== Task objective ==
Scan the lines below and report each one containing "missing" by copying it.

== Material for this exercise ==

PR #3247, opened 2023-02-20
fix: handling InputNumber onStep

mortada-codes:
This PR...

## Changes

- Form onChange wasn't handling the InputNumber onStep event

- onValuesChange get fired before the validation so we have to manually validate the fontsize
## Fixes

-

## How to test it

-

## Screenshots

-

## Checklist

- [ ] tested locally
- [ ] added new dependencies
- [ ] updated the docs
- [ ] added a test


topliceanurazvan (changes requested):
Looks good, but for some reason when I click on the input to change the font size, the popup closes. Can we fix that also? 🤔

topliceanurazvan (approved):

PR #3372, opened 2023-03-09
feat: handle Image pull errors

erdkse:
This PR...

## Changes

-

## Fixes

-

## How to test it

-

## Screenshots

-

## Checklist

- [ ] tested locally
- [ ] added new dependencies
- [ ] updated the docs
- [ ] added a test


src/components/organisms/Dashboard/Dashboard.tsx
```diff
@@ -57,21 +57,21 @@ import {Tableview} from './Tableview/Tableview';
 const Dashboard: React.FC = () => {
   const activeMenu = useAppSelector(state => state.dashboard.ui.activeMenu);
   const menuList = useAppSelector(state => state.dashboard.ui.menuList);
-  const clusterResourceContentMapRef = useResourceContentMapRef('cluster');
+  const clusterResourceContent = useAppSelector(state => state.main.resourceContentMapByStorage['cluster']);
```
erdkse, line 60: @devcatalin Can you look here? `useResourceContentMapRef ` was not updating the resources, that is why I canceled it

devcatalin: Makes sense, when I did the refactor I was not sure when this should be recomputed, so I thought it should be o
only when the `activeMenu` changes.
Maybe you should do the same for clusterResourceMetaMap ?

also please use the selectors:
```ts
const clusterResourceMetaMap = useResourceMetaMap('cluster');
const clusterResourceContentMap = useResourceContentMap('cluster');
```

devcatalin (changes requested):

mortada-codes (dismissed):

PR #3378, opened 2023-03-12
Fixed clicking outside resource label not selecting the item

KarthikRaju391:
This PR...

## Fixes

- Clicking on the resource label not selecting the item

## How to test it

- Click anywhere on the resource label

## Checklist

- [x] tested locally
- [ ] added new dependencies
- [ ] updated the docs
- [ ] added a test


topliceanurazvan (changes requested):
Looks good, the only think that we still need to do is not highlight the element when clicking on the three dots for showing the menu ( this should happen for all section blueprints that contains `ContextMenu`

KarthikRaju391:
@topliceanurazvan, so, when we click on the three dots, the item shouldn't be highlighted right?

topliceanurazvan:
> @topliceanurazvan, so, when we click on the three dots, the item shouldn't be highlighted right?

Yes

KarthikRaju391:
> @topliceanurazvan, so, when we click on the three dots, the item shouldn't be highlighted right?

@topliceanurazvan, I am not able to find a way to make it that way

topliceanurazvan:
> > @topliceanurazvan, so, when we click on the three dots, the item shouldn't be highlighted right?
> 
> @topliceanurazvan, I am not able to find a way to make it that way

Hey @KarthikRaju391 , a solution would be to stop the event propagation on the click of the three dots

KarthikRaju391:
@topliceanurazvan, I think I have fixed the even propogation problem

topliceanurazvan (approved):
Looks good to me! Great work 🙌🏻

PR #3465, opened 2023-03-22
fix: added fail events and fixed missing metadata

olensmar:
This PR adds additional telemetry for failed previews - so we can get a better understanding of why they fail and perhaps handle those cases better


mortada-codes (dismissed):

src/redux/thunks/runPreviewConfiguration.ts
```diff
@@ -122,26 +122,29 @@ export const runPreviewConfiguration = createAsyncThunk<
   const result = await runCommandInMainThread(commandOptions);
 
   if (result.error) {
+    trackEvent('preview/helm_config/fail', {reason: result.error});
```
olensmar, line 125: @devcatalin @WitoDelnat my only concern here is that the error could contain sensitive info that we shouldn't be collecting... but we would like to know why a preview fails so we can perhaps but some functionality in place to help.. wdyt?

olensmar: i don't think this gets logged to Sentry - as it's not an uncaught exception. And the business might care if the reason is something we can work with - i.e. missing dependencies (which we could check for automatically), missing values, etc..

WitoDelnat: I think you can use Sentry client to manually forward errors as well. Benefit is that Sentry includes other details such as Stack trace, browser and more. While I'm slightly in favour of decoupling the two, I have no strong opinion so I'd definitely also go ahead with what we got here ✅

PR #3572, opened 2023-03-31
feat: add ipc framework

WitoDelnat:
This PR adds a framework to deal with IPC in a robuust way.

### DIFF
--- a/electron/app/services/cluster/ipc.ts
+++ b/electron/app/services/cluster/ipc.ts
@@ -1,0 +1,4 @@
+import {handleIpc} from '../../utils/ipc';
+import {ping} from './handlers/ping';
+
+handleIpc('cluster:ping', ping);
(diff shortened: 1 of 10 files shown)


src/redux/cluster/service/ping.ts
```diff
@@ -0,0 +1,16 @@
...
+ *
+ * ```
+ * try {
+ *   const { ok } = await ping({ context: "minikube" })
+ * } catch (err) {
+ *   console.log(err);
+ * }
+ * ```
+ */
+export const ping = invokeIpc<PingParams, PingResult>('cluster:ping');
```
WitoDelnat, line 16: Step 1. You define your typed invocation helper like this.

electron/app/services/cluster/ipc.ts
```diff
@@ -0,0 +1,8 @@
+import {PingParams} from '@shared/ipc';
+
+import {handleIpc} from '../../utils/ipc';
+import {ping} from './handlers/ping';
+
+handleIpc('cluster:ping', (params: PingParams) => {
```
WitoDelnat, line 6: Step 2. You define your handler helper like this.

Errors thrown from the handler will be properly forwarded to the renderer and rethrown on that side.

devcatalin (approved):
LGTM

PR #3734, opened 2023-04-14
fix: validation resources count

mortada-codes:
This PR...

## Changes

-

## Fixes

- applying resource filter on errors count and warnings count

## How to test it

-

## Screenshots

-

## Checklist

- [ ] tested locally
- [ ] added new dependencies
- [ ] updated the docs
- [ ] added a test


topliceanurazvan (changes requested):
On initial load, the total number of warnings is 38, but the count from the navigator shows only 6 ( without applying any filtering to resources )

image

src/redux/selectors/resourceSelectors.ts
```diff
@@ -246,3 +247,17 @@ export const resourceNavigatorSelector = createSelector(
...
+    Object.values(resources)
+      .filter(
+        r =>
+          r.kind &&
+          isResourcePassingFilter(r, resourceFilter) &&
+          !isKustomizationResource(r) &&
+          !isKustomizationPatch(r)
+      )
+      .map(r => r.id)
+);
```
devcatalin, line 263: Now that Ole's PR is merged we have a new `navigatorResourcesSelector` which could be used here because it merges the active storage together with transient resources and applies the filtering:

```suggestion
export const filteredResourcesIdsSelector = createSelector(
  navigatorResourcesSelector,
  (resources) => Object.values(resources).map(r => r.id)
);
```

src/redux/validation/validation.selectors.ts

== Expected answer ==
fix: added fail events and fixed missing metadata
olensmar: i don't think this gets logged to Sentry - as it's not an uncaught exception. And the business might care if the reason is something we can work with - i.e. missing dependencies (which we could check for automatically), missing values, etc..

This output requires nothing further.